PR #6825, opened 2026-05-11
Set terminal tab title to scrcpy and device name

zxmpg41:
# Summary

Set the terminal tab/window title to `scrcpy` when the program starts, and update it to `scrcpy - <device name>` once a device is connected. This makes it easy to identify scrcpy tabs when multiple tabs are open in a terminal multiplexer or tabbed terminal emulator (e.g. Windows Terminal, macOS Terminal, tmux).

scrcpy_title  

The title respects `--window-title`: if a custom window title is provided, the terminal tab title becomes `scrcpy - <custom title>` instead of using the device name.

The original terminal title is restored (cleared) when scrcpy exits, allowing the shell to reset its own title on the next prompt.

# Changes

- **`app/src/util/term.h`** — declared new function `sc_term_set_title(const char *title)`
- **`app/src/util/term.c`** — implemented `sc_term_set_title()`: only emits output when stdout is a TTY (`isatty()` on Unix/macOS, `_isatty()` on Windows), so piping (e.g. `scrcpy | tee logs.txt`) is not affected; emits an OSC 0 escape sequence (`\033]0;<title>\007`) to stdout, supported by all modern terminal emulators; on Windows additionally calls `SetConsoleTitleA()` unconditionally as a fallback for legacy console hosts (`cmd.exe`, `conhost`) that do not process VT sequences
- **`app/src/main.c`** — calls `sc_term_set_title("scrcpy")` immediately on startup; calls `sc_term_set_title("")` on exit to restore the terminal title
- **`app/src/scrcpy.c`** — calls `sc_term_set_title("scrcpy - <name>")` after the device handshake completes (using `--window-title` if provided, otherwise the device name reported by the server); calls `sc_term_set_title("")` on exit
- **`app/src/usb/scrcpy_otg.c`** — same behaviour in OTG mode: updates the terminal tab title to `scrcpy - <USB product name>` once the device is known; calls `sc_term_set_title("")` on exit

### DIFF
--- a/app/data/bash-completion/scrcpy
+++ b/app/data/bash-completion/scrcpy
@@ -63,6 +63,7 @@ _scrcpy() {
         --no-mipmaps
         --no-mouse-hover
         --no-power-on
+        --no-terminal-title
         --no-vd-destroy-content
         --no-vd-system-decorations
         --no-video
--- a/app/data/zsh-completion/_scrcpy
+++ b/app/data/zsh-completion/_scrcpy
@@ -69,6 +69,7 @@ arguments=(
     '--no-mipmaps[Disable the generation of mipmaps]'
     '--no-mouse-hover[Do not forward mouse hover events]'
     '--no-power-on[Do not power on the device on start]'
+    '--no-terminal-title[Disable automatic terminal title updates]'
     '--no-vd-destroy-content[Disable virtual display "destroy content on removal" flag]'
     '--no-vd-system-decorations[Disable virtual display system decorations flag]'
     '--no-video[Disable video forwarding]'
--- a/app/scrcpy.1
+++ b/app/scrcpy.1
@@ -421,6 +421,10 @@ Do not forward mouse hover (mouse motion without any clicks) events.
 Do not power on the device on start.
 
 .TP
+.B \-\-no\-terminal\-title
+Disable automatic terminal title updates.
+
+.TP
 .B \-\-no\-vd\-destroy\-content
 Disable virtual display "destroy content on removal" flag.
 
--- a/app/src/cli.c
+++ b/app/src/cli.c
@@ -106,6 +106,7 @@ enum {
     OPT_CAMERA_ZOOM,
     OPT_MIN_SIZE_ALIGNMENT,
     OPT_NO_WINDOW_ASPECT_RATIO_LOCK,
+    OPT_NO_TERMINAL_TITLE,
     OPT_KEEP_ACTIVE,
     OPT_BACKGROUND_COLOR,
     OPT_RENDER_FIT,
@@ -658,6 +659,11 @@ static const struct sc_option options[] = {
         .longopt_id = OPT_NO_POWER_ON,
         .longopt = "no-power-on",
         .text = "Do not power on the device on start.",
+    },
+    {
+        .longopt_id = OPT_NO_TERMINAL_TITLE,
+        .longopt = "no-terminal-title",
+        .text = "Disable automatic terminal title updates.",
     },
     {
         .longopt_id = OPT_NO_VD_DESTROY_CONTENT,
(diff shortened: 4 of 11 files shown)


rom1v:
Thank you, interesting. :+1:

I think it should be printed only when the output is a tty (using `isatty()` I guess), otherwise with `scrcpy | tee logs.txt` the logs would include these special characters.

Also, please rebase onto `dev`.

zxmpg41:
Good point. I've added `isatty()` and `_isatty()` for legacy windows check and rebased onto `dev`.  
Ready for another look whenever you get a chance.

zxmpg41:
@rom1v can you have another look?

rom1v:
Yes, I'll probably integrate this in scrcpy 4.1. Will review later.

I'd also like an option to disable it in case it breaks some workflows (`--no-terminal-title` or similar).

Here is an example of commit adding a client-only option: 65153a09c367d7a8534a152241247d143bbae72e

rom1v:
Thank you. LGTM overall.

I refactored a bit and made a few changes (branch [`terminal-title.4`](https://github.com/Genymobile/scrcpy/commits/terminal-title.4/)):
 - limited length to 128 and truncated at UTF-8 code points (and avoided `strncpy()`)
 - replaced `SetConsoleTitleA()` with `SetConsoleTitleW()`
 - added a commit to restore the previous terminal title
 
Not tested on Windows.

Please review and test on Windows, including with special characters like `--window-title=中国`.

rom1v:
I'll test my branch on Windows and merge soon. If you get the chance to review/test, please don't hesitate.

zxmpg41:
Sorry took me a while to find time.
So regarding your branch I have two open points other than that everything works.

### Open points
1. Fix includes for `term.c`: https://github.com/Genymobile/scrcpy/blob/1ba2711158ca4920c132b39655871a4c32f9b8f7/app/src/util/term.c#L3
```
#include <assert.h>
+ #include <stdio.h>
+ #include "util/log.h"
+ #include "util/str.h" 
```
2. Wrong variable `varname` -> `title`: https://github.com/Genymobile/scrcpy/blob/1ba2711158ca4920c132b39655871a4c32f9b8f7/app/src/util/term.c#L71
`varname` should be `title`

After these changes it compiles and works

### Tested combinations of parameters
System: Windows 11 Enterprise 23H2
- [x] scrcpy without any paramters
- [x] --window-title=zxmpg41
- [x] --no-terminal-title
- [x] --no-terminal-title --window-title=zxmpg41

rom1v:
Thank you. Please test [`terminal-title.6`](https://github.com/Genymobile/scrcpy/commits/terminal-title.6/) with the fixes.

Could you also please test with special chars on Windows? `--window-title=é中国`

zxmpg41:
Oh my bad I forgot to add it to the documentation. But I did test it:

```
./scrcpy.exe
./scrcpy.exe --window-title=zxmpg41
./scrcpy.exe --window-title=é中国
./scrcpy.exe --no-terminal-title
./scrcpy.exe --no-terminal-title --window-title=zxmpg41
```
scrcpy

Branch `terminal-title.6` looks good on my machine

rom1v:
Thank you for your tests.

I just tested on windows in cmd, the title is correctly set, but it prints `←[22;2t` in the terminal (due to my last commit). I don't know how to detect if we should print or not. To be investigated.

rom1v:
> I just tested on windows in cmd, the title is correctly set, but it prints `←[22;2t` in the terminal (due to my last commit). I don't know how to detect if we should print or not. To be investigated.

Thanks to Claude, I think I have a solution: [`terminal-title.8`](https://github.com/Genymobile/scrcpy/commits/terminal-title.8/).

Could you please test both on your terminal and on `cmd.exe`?

zxmpg41:
Rebuilt scrcpy using `terminal-title.8` and tested all above mentioned combinations using
- Windows PowerShell
- cmd.exe
- Terminal with MINGW64 shell

Issue from previous branch was reproducible and is now fixed

rom1v:
Thank you, merged into `dev` :rocket:

zxmpg41:
Closing the PR as it is merged into `dev`. Looking forward to the next release :)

-------------------------

■ Try it ■
State only how many lines in the material include "decorations".

■ Answer for the task ■
2